Assigned task.
Look in the material below for the line with "Thinking more about" and the line with "PR #2961, opened 2023-09-29", then set down exactly those two lines and all lines between, nothing more.

========================================================================

Issue #2917, opened 2023-09-05
Improve Screenshot/ViewHierarchy debouncing default behavior


kahest:
### Description

Currently, capture events for Screenshots/ViewHierarchies are debounced based on time proximity with no consideration of the number of events per time frame. While this can be overridden using `BeforeCaptureCallback` to provide completely custom logic, the default behavior could be improved.

Suggestion is to introduce a threshold for number of events within a certain time frame. Below the threshold, no debouncing is applide by default.

PR #2945, opened 2023-09-20
improve default debouncing mechanism

stefanosiano:
## :scroll: Description
improve default SS/VH debouncing mechanism: after 3 times occurring in a time frame, the next occurrence is debounced
added execution counter to Debouncer

Closes https://github.com/getsentry/sentry-java/issues/2917

Unit test

## :pencil: Checklist

### DIFF
--- a/sentry-android-core/src/main/java/io/sentry/android/core/internal/util/Debouncer.java
+++ b/sentry-android-core/src/main/java/io/sentry/android/core/internal/util/Debouncer.java
@@ -1,11 +1,10 @@
 package io.sentry.android.core.internal.util;
 
 import io.sentry.transport.ICurrentDateProvider;
-import org.jetbrains.annotations.ApiStatus;
-import org.jetbrains.annotations.NotNull;
-
 import java.util.concurrent.atomic.AtomicInteger;
 import java.util.concurrent.atomic.AtomicLong;
+import org.jetbrains.annotations.ApiStatus;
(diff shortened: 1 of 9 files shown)


stefanosiano:
There is also another way: debounce randomly after the first event, with a hard limit of debouncing in a specific time frame.
In other words, allow SS/VH (and increase the counter) randomly after the first event, and not on every event.

stefanosiano:
> There is also another way: debounce randomly after the first event, with a hard limit of debouncing in a specific time frame. In other words, allow SS/VH (and increase the counter) randomly after the first event, and not on every event.

Thinking more about it, having random number would make it possible to have events with View Hierarchy, but without Screeshot and viceversa. Probably good enough as is

sentry-android-core/src/main/java/io/sentry/android/core/internal/util/Debouncer.java
```diff
@@ -10,12 +10,18 @@ public class Debouncer {
 
   private final long waitTimeMs;
   private final @NotNull ICurrentDateProvider timeProvider;
+  private int executions = 0;
```
romtsn, line 13: `m`: I feel like this should be atomic (and also `lastExecutionTime` fwiw), because `checkForDebounce` can be called from multiple threads simultaneously in theory

romtsn (approved):
LGTM, besides one comment wrt concurrency

PR #2961, opened 2023-09-29
SentryOkHttpEvent report exceptions only on the call root span

stefanosiano:
## :scroll: Description
SentryOkHttpEvent now shows exceptions only on the call root span

Having the expection shown in the inner spans of the http call could be confusing, as in https://github.com/sentry-demos/android/issues/60

Unit

## :pencil: Checklist

### DIFF
--- a/sentry-android-okhttp/src/main/java/io/sentry/android/okhttp/SentryOkHttpEvent.kt
+++ b/sentry-android-okhttp/src/main/java/io/sentry/android/okhttp/SentryOkHttpEvent.kt
@@ -29,6 +29,7 @@ private const val ERROR_MESSAGE_KEY = "error_message"
 private const val RESPONSE_BODY_TIMEOUT_MILLIS = 500L
 internal const val TRACE_ORIGIN = "auto.http.okhttp"
 
+@Suppress("TooManyFunctions")
 internal class SentryOkHttpEvent(private val hub: IHub, private val request: Request) {
     private val eventSpans: MutableMap<String, ISpan> = ConcurrentHashMap()
     private val breadcrumb: Breadcrumb
@@ -119,8 +120,10 @@ internal class SentryOkHttpEvent(private val hub: IHub, private val request: Req
         val span = eventSpans[event] ?: return null
         val parentSpan = findParentSpan(event)
         beforeFinish?.invoke(span)
+        moveThrowableToRootSpan(span)
         if (parentSpan != null && parentSpan != callRootSpan) {
             beforeFinish?.invoke(parentSpan)
+            moveThrowableToRootSpan(parentSpan)
         }
         callRootSpan?.let { beforeFinish?.invoke(it) }
         span.finish()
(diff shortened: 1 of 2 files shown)


stefanosiano:
This is not going to work with errors captured by the [interceptor](https://github.com/getsentry/sentry-java/blob/fix/okhttp_exception_root_only/sentry-android-okhttp/src/main/java/io/sentry/android/okhttp/SentryOkHttpInterceptor.kt#L117), correct @romtsn @markushi ?
From my understanding we are not setting the throwable to the span explicitly 😕

romtsn:
@stefanosiano have you got a link to a sample event after this change?

stefanosiano:
> @stefanosiano have you got a link to a sample event after this change?

yep. [This is before](https://sentry-sdks.sentry.io/performance/sentry-android:54fc72880e8d42e384528745f98cedf9/?project=5428559&query=&referrer=performance-transaction-summary&showTransactions=recent&statsPeriod=1h&transaction=MainActivity&unselectedSeries=p100%28%29&unselectedSeries=avg%28%29) (the version in master)
[This is after](https://sentry-sdks.sentry.io/performance/sentry-android:530e485e9e9347fd9ca6d9d3bd877d01/?project=5428559&query=&referrer=performance-transaction-summary&showTransactions=recent&statsPeriod=1h&transaction=MainActivity&unselectedSeries=p100%28%29&unselectedSeries=avg%28%29).
Sadly i found an edge case: manually starting a span while reading the response (which the demo app does) leads to [this](https://sentry-sdks.sentry.io/performance/sentry-android:c7e03e19f9ab4b0fa0ceb295bf03cd3b/?project=5428559&query=&referrer=performance-transaction-summary&showTransactions=recent&statsPeriod=1h&transaction=MainActivity&unselectedSeries=p100%28%29&unselectedSeries=avg%28%29)
I have to think about fixing that edge case, but it could be done on a separate PR

stefanosiano:
Actually, the edge case happens also when using the Interceptor only, even if the EventListener collects more spans for a few more milliseconds than the Interceptor, so it's a little "worse"

CHANGELOG.md
```diff
@@ -6,6 +6,10 @@
 
 - Add `CheckInUtils.withCheckIn` which abstracts away some of the manual check-ins complexity ([#2959](https://github.com/getsentry/sentry-java/pull/2959))
 
+### Fixes
+
+- SentryOkHttpEvent report exceptions only on the call root span ([#2961](https://github.com/getsentry/sentry-java/pull/2961))
```
markushi, line 11: It's actually HTTP errors we're catching here, how about naming it this way? 
```suggestion
- Always attach `SentryOkHttpEvent` errors to the call root span ([#2961](https://github.com/getsentry/sentry-java/pull/2961))
```

markushi (approved):
LGTM!

CHANGELOG.md
stefanosiano: Actually it's both
any exception caught by the listener is now associated to the call root span only, and the `SentryHttpClientException` is also associated to the call root span only.
What about "Always attach `OkHttp` errors and `Http Client Errors` only to call root span"?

========================================================================

Task solution.
Thinking more about it, having random number would make it possible to have events with View Hierarchy, but without Screeshot and viceversa. Probably good enough as is

sentry-android-core/src/main/java/io/sentry/android/core/internal/util/Debouncer.java
```diff
@@ -10,12 +10,18 @@ public class Debouncer {
 
   private final long waitTimeMs;
   private final @NotNull ICurrentDateProvider timeProvider;
+  private int executions = 0;
```
romtsn, line 13: `m`: I feel like this should be atomic (and also `lastExecutionTime` fwiw), because `checkForDebounce` can be called from multiple threads simultaneously in theory

romtsn (approved):
LGTM, besides one comment wrt concurrency

PR #2961, opened 2023-09-29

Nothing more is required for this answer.